[Entries taken from a collection]
PR #2845, opened 2025-08-22
Add Int4PlainInt32Tensor

liangan1:
This PR is used to enable the Int4PlainInt32Tensor. The pacing format name is "plain_int32"
**Testcase:**
`bash
test/quantization/quantize_/workflows/int4/test_int4_plain_int32_tensor.py
`


torchao/quantization/quantize_/common/packing_format.py
```diff
@@ -40,3 +40,6 @@ class PackingFormat(str, Enum):
     Unpacked means the subbyte quantized data is stored as int8
     """
     UNPACKED_TO_INT8 = "unpacked_to_int8"
+
+    "int4_xpu_int_zp is referring to the format used by int4 weight-only quantization on XPU with int zero point, which is a groupwise quantization format."
+    INT4_XPU_INT_ZP = "int4_xpu_int_zp"
```
jerryzh168: please don't include int4 and xpu in the name, can you name this in terms of of how the quantized data is packed?

torchao/quantization/quantize_/workflows/int4/int4_xpu_tensor.py
```diff
@@ -0,0 +1,182 @@
...
+aten = torch.ops.aten
+
+
+class Int4XPUTensorIntZP(TorchAOBaseTensor):
+    """
+    int4 weight-only quantization on XPU with oneDNN as backend (groupwise quantization only)
+
+    Tensor Attributes:
+        qdata: packed int4 weigh, always viewed as a 2D (N, K/2) tensor, last dimension is packed
+               preshuffling is specific to CPU kernels, see Note below.
```
jerryzh168: is this correct? can you update this to describe how xpu tensor is packed? examples can be found in https://github.com/pytorch/ao/blob/c93bc7d2725e0f5af1c266d90f6f0838c17c4e92/torchao/quantization/quantize_/common/packing_format.py#L18

I guess the detailed doc can exist in packing_format.py, here maybe a high level summary of how the packing format looks like is good enough

torchao/quantization/quantize_/common/packing_format.py
liangan1: The int4 weight xpu is a plain format tensor according  to this doc, it just pack 2 int4 weight elements in a byte and then store the 4*int4 as int32. So I change it to the plain.

torchao/quantization/quantize_/workflows/int4/int4_xpu_tensor.py
liangan1: Updated.

torchao/quantization/quantize_/common/packing_format.py
jerryzh168: I see, we have plain that stores 2*int4 as int8, can you reuse it or would need a new one? https://github.com/pytorch/ao/blob/main/torchao/quantization/quantize_/workflows/int4/int4_tensor.py

jerryzh168: @liangan1 can you use `PLAIN_INT32` for packing_format, and rename things accordingly (tensor subclass, files etc.)

liangan1: Thanks @jerryzh168. I have added PLAIN_INT32 to be used by the xpu int4. Per my understanding,  the packing format should be a dispatch policy to select the right tensor subclassing and a tensor subclass should cover a specific quantization recipe. So I suppose I should keep the current tensor name for int4 xpu. 
In this PR, we just want to enable the int xpu with int zp domain. The current oneDNN backend can not support the float zp as CUDA/CPU backend and the feature is WIP.  I plain to reuse this packing format in the future and dispatch the tensor with the zero point domain information.

torchao/quantization/quantize_/workflows/__init__.py
```diff
@@ -14,6 +14,9 @@
 from .int4.int4_tensor import (
     Int4Tensor,
 )
+from .int4.int4_xpu_tensor import (
+    Int4XPUTensorIntZP,
```
jerryzh168: nit: we should rename the tensor names etc. as well

torchao/quantization/quantize_/workflows/int4/int4_xpu_tensor.py
```diff
@@ -0,0 +1,181 @@
...
+            zero_point,
+            target_dtype,
+            quant_min,
+            quant_max,
+        )
+        assert int_data.dtype == torch.int32, (
+            "torch.ops.aten._convert_weight_to_int4pack expects `int32` dtype"
+        )
+        packed_weight = (int_data[::, 1::2] << 4 | int_data[::, ::2]).to(torch.uint8)
+        packed_weight = torch.ops.aten._convert_weight_to_int4pack(
```
jerryzh168: actually is this int8 or int32?

if it's int8, seems like we should probably just merge into Int4Tensor, it has the same packing format [N, K/2] (int8 dtype)

liangan1: It is int32 with [N, K/8], pls refer to https://github.com/intel/torch-xpu-ops/blob/ab6e7b0b518a8ed921f85f8d48dc3c2551dbdcfa/src/ATen/native/xpu/WeightInt4Pack.cpp#L7

torchao/quantization/quantize_/workflows/__init__.py
liangan1: Per my understanding, the packing format should show the weight packing format, but I also want add the zp domian information in this tensor, so keep the tensor name as Int4XPUTensorIntZP.

jerryzh168: the packing format should contain a description of how the quantized weights are laid out in memory, it should not mention `XPU`, and also not `INTZP` since these are not relevant to how the quantized weights laid out.

can you change it to something like `Int4PlainInt32` since `PLAIN_INT32` is the packing_format?

torchao/quantization/quantize_/common/packing_format.py
jerryzh168: you can reuse the packing format and the tensor for float32 zero_point as well in the future I think, but today we structure tensor subclass by: dtype + packing_format, so `Int4PlainInt32` might be better

torchao/quantization/quantize_/workflows/int4/int4_xpu_tensor.py
jerryzh168: OK sounds good

torchao/quantization/quantize_/workflows/__init__.py
liangan1: Int4PlainInt32 is good for me. But I still have some concern about the relation between packing_format and subclassing tensor? it must be 1 x 1?

jerryzh168: I think so, it's 1x1, we are also going to do a follow up refactor to have Int4PackingFormat instead having a global PackingFormat, since there is not much reuse

theoretically, 1 packing format can correspond to multiple tensors with different dtypes, but we found that there is not much reuse of packing_format, that's why we want to move it to local to each dtype (int4, float8, intx)

what's the concern for this?

torchao/quantization/quantize_/common/packing_format.py
liangan1: Done. change it to Int4PlainInt32. pls help to review again.

torchao/quantization/quantize_/workflows/__init__.py
liangan1: Thanks. Your explanation is clear enough. No more concern now.

torchao/quantization/quantize_/workflows/int4/int4_plain_int32_tensor.py
```diff
@@ -0,0 +1,181 @@
...
+
+        original_shape = w.shape
+        mapping_type = MappingType.ASYMMETRIC
+        target_dtype = torch.int32
+        quant_min = 0
+        quant_max = 15
+        eps = 1e-6
+        scale_dtype = None
+        zero_point_dtype = torch.int32
+        scale, zero_point = _choose_qparams_affine(
```
jerryzh168: nit: we can use the official op? https://github.com/pytorch/ao/blob/f02354d82463e21e760b1ea5b03ee448f3ee6fe3/torchao/quantization/quant_primitives.py#L1194 same for quantize_affine

test/quantization/quantize_/workflows/int4/test_int4_plain_int32_tensor.py
```diff
@@ -0,0 +1,89 @@
...
+from torchao.utils import (
+    torch_version_at_least,
+)
+
+
+def get_config(group_size):
+    return Int4WeightOnlyConfig(
+        group_size=group_size,
+        packing_format="plain_int32",
+        zero_point_domain=ZeroPointDomain.INT,
```
jerryzh168: nit: we don't need this anymore I think, also we want to remove ZeroPointDomain in the future

torchao/quantization/__init__.py
```diff
@@ -162,9 +163,10 @@
     "FbgemmConfig",
     # tensor subclasses
     "Int4Tensor",
+    "Int4PlainInt32",
     "Int4PreshuffledTensor",
     "Int4MarlinSparseTensor",
-    "IntxOpaqueTensor",
+    "IntxOpaqueTensor",
```
jerryzh168: nit: extra spaces?

torchao/quantization/quantize_/workflows/int4/int4_plain_int32_tensor.py
```diff
@@ -0,0 +1,181 @@
...
+
+aten = torch.ops.aten
+
+
+class Int4PlainInt32(TorchAOBaseTensor):
+    """
+    int4 weight-only quantization on XPU with oneDNN as backend (groupwise quantization only)
+
+    Tensor Attributes:
+        qdata: packed int4 weigh, always viewed as a 2D (N, K/2) tensor
```
jerryzh168: nit: would be good to callout the dtype here, since it's important in this case

torchao/quantization/quantize_/workflows/int4/int4_plain_int32_tensor.py
```diff
@@ -0,0 +1,181 @@
...
+        scale: (K/group_size, N), dtype is the same as the original Tensor dtype
+        zero_point: (K/group_size, N)
+
+    Non-Tensor Attributes:
+        block_size: the block size for quantization, representing the granularity, for groupwise quantization, will have block_size (1, group_size).
+                    we only support group_size = 32/64/128.
```
jerryzh168: add an assert in `from_hp`?

torchao/quantization/quantize_/workflows/int4/int4_plain_int32_tensor.py
```diff
@@ -0,0 +1,181 @@
...
+
+
+class Int4PlainInt32(TorchAOBaseTensor):
+    """
+    int4 weight-only quantization on XPU with oneDNN as backend (groupwise quantization only)
+
+    Tensor Attributes:
+        qdata: packed int4 weigh, always viewed as a 2D (N, K/2) tensor
+        scale: (K/group_size, N), dtype is the same as the original Tensor dtype
+        zero_point: (K/group_size, N)
```
jerryzh168: also dtypes for these for more clarity

torchao/quantization/quantize_/workflows/int4/int4_plain_int32_tensor.py
liangan1: Done.

test/quantization/quantize_/workflows/int4/test_int4_plain_int32_tensor.py
liangan1: Removed. But I have a question that how to selelct the int zp domain for user if there is no this param?

torchao/quantization/__init__.py
liangan1: fixed.

torchao/quantization/quantize_/workflows/int4/int4_plain_int32_tensor.py
liangan1: Updated.

torchao/quantization/quantize_/workflows/int4/int4_plain_int32_tensor.py
liangan1: Corrected. There is no block size limitation for XPU backend.

torchao/quantization/quantize_/workflows/int4/int4_plain_int32_tensor.py
liangan1: Add the dtype information for zero_point.

torchao/quantization/quantize_/workflows/int4/int4_plain_int32_tensor.py
```diff
@@ -0,0 +1,180 @@
...
+aten = torch.ops.aten
+
+
+class Int4PlainInt32Tensor(TorchAOBaseTensor):
+    """
+    int4 weight-only quantization on XPU with oneDNN as backend (groupwise quantization only)
+
+    Tensor Attributes:
+        qdata: (N, K/8), packed int4 weight, the data type is int32 here with 4*(int4*2)
+        scale: (K/group_size, N), dtype is the same as the original Tensor dtype
```
jerryzh168, line 34: btw, might also be good to specify what is the supported and optimized original tensor dtype as well, I feel we have been a bit vague on this for all these tensors

test/quantization/quantize_/workflows/int4/test_int4_plain_int32_tensor.py
jerryzh168: we'll know how to quantize based on the type of tensor, so user just need to choose the packing_format

jerryzh168:
please rebase, and also fix the CI error as well, need to skip the test when there is no xpu I think

maybe update the Summary to make sure the naming are correct as well

torchao/quantization/quantize_/workflows/int4/int4_plain_int32_tensor.py
liangan1: Added more comments about the original data type. Both  half and bfloat16 are supported.

liangan1:
cc @xiaowangintel

liangan1:
> please rebase, and also fix the CI error as well, need to skip the test when there is no xpu I think
> 
> maybe update the Summary to make sure the naming are correct as well

Done. @jerryzh168  pls help review again.

torchao/quantization/quantize_/workflows/int4/int4_plain_int32_tensor.py
```diff
@@ -0,0 +1,180 @@
...
+    def _quantization_type(self):
+        return f"shape={self.shape}, block_size={self.block_size}, device={self.device}"
+
+    @classmethod
+    def from_hp(
+        cls,
+        w: torch.Tensor,
+        block_size: List[int],
+    ):
+        assert w.ndim == 2 and w.device.type == "xpu", (
```
jerryzh168, line 75: if `the original data type can be half and bfloat16` can you add an assert here as well?

test/quantization/quantize_/workflows/int4/test_int4_plain_int32_tensor.py
```diff
@@ -0,0 +1,86 @@
...
+    return Int4WeightOnlyConfig(
+        group_size=group_size,
+        packing_format="plain_int32",
+        version=2,
+    )
+
+
+@unittest.skipIf(not torch_version_at_least("2.8.0"), "Need pytorch 2.8+")
+@unittest.skipIf(not torch.xpu.is_available(), "XPU not available")
+class Int4PlainInt32Tensor(TestCase):
```
jerryzh168, line 38: we probably need more tests like serailization etc. but can add these later

jerryzh168 (approved):

torchao/quantization/quantize_/workflows/int4/int4_plain_int32_tensor.py
liangan1: Done.

test/quantization/quantize_/workflows/int4/test_int4_plain_int32_tensor.py
liangan1: Ok. we are working on the XPU CI enabling in other PRs. Pls refer to https://github.com/pytorch/ao/issues/2917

- **Problem**: Reply with the number of lines above in which the word "dispatch" appears, and with nothing else.

- **Your solution**: 2